For example, I have a system of parametric equations (R is a constant number) :
{ x == p + R Cos[k],
y == Cos[p] + R Sin[k],
k == ArcTan[ 1/Sin[p] ] }
Now I am going to find the normal equation of $\; y = f(x)\;$ without other variables. (Theoretically it is possible because there are totally 4 variables and 3 equations.)
How can I do this in Mathematica?
Answer
First, for the sake of simplicity let's define eqs - the system of our interest :
eqs = { x == p + R Cos[k],
y == Cos[p] + R Sin[k],
k == ArcTan[ 1/Sin[p]] };
Equations y = y(x)
For this system we can find an explicit equation $\;y = y(x)\;$ only assuming R == 0, otherwise we could find only implicit solutions.

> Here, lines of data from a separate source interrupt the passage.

PR #355, opened 2025-03-19
Migrate bigquery_credential source and resource to framework

adrianburusdbt:
Migrate bigquery_credential source and resource to framework


pkg/framework/objects/bigquery_credential/resource.go
```diff
@@ -0,0 +1,323 @@
...
+
+		resp.Diagnostics.AddError(
+			"Error reading Bigquery credential",
+			"Could not read Bigquery credential ID "+state.ID.ValueString()+": "+err.Error(),
+		)
+		return
+	}
+
+	// Refresh state values
+	state.CredentialID = types.Int64Value(int64(*credential.ID))
```
vladmdbt, line 155: Don't we need to set state.ID here? I saw on the other resources that the state.ID is set in the Read()

vladmdbt: In the starburst_credential resource the state.ID seems not to be set.

pkg/framework/objects/bigquery_credential/resource.go
```diff
@@ -0,0 +1,323 @@
...
+	// Get current state
+	var state BigqueryCredentialResourceModel
+	diags = req.State.Get(ctx, &state)
+	resp.Diagnostics.Append(diags...)
+	if resp.Diagnostics.HasError() {
+		return
+	}
+
+	projectID := int(plan.ProjectID.ValueInt64())
+	credentialID := int(state.CredentialID.ValueInt64())
```
vladmdbt, line 192: plan instead of state here?
int(**_plan_**.CredentialID.ValueInt64())

pkg/framework/objects/bigquery_credential/resource.go
```diff
@@ -0,0 +1,323 @@
...
+			"Unexpected Import Identifier",
+			fmt.Sprintf(
+				"Could not convert credential_id to integer. Got: %q",
+				idParts[1],
+			),
+		)
+		return
+	}
+
+	resp.Diagnostics.Append(resp.State.SetAttribute(
```
vladmdbt, line 308: Shouldn't we fetch here the other fields related to this resource and append them to the state?
	IsActive     types.Bool   `tfsdk:"is_active"`
	Dataset      types.String `tfsdk:"dataset"`
	NumThreads   types.Int64  `tfsdk:"num_threads"`
	
Like in this case: https://github.com/dbt-labs/terraform-provider-dbtcloud/blob/55e11fcc477f23b310e2f08234db1b0f1fa05823/pkg/framework/objects/starburst_credential/resource.go#L319

PR #375, opened 2025-03-31
SIGN-37 Isolate conformance tests

victorasu:


vladmdbt (approved):

Makefile
```diff
@@ -18,9 +21,12 @@ doc:
...
 
 test: deps
-	go test -mod=readonly -count=1 ./...
+	go test -run $(EXCLUDE_CONF) -mod=readonly -count=1 ./...
 
 test-acceptance: deps
+	TF_ACC=1 go test -v -run $(EXCLUDE_CONF) -mod=readonly -count=1 -p 1 -parallel 10 ./...
+
+test-conformance: deps
 	TF_ACC=1 go test -v -mod=readonly -count=1 -p 1 -parallel 10 ./...
```
VanTudor, line 30: IIRC, we decided offline that `test-conformance` will only test conformance tests, and not the others. In other words, this should use the inverse of the `EXCLUDE_CONF` regexp

VanTudor: Let's also call this in our CI/CD pipeline, otherwise, this PR would effectively skip conformance tests. 

Question: do you know if Cloud's workflow calls make `test-acceptance` or actually invokes our workflow somehow? I'm thinking that we don't want to enable conformance tests on their side.

VanTudor (changes requested):

Makefile
b-per: The dbt Cloud PR is calling `make test-acceptance` on their side: https://github.com/dbt-labs/dbt-cloud/blob/a11f22001020fc8b6dfb6f5768b0aba5d6218d61/.github/workflows/main.yml#L1715

victorasu: Benoit is right, they’re specifically calling `make test-acceptance` after checking out the repo. We should be safe on that dependency.

I must have forgotten about the test-conformance attribute, I’ll be adding that as well. Good catch!!

VanTudor (approved):
Nice! Lgtm

Makefile
VanTudor: Thanks @b-per! I think we're safe with merging this, then

PR #379, opened 2025-04-02
change test to use same type cred/conn.

fernando-toledo:
Context:
- We want to add a constraint to prevent connections from having credentials of a different type associated with them in dbt-cloud repo.
- For example, a Snowflake connection type should not have a BigQuery credential type associated.
- After adding this constraint to dbt-cloud and running Terraform tests, some tests failed due to this violation, specifically: TestAccDbtCloudEnvironmentResourceConnection.


adrianburusdbt:
Hey @fernando-toledo, do you know why it fails currently, considering that the resource dbtcloud_environment is not specific to snowflake? e.g. it should work with bigquery too, right?
I updated the branch and moved your changes to the new location of the resource, so it should be fine, just curious of the above

adrianburusdbt (approved):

Solve[ eqs /. R -> 0, y, {p}, MaxExtraConditions -> All]
{{y -> ConditionalExpression[Cos[x], k == ArcTan[Csc[x]]]}}
See e.g. Inverse function theorem for the general issue of invertibility, let's restrict to :
eqs[[1]] /. (Rule @@@ eqs)[[3]]
x == p + R/Sqrt[1 + Csc[p]^2]
When R is given, one could invert $\;x = x(p)\;$ in a neighbourhood of $p_{0}$ to get $\;p = p(x)\;$ if $\frac{dx}{dp}|_{p=p_{0}} \neq 0$, i.e. only for special ranges of p where $\frac{dx}{dp}$ doesn't vanish. While it would work well on the symbolic level using InverseFunction, but generically there is no way to get explicit formulae. We can animate dependence of the function $\;x = x(p)\;$ : p + R Cos[ArcTan[1/Sin[p]]] and its inverse function $\;p = p(x)\;$ on the running parameter -1 < R < 1 (then $x(p)$ is globally invertible). We add the symmetry axis p == x.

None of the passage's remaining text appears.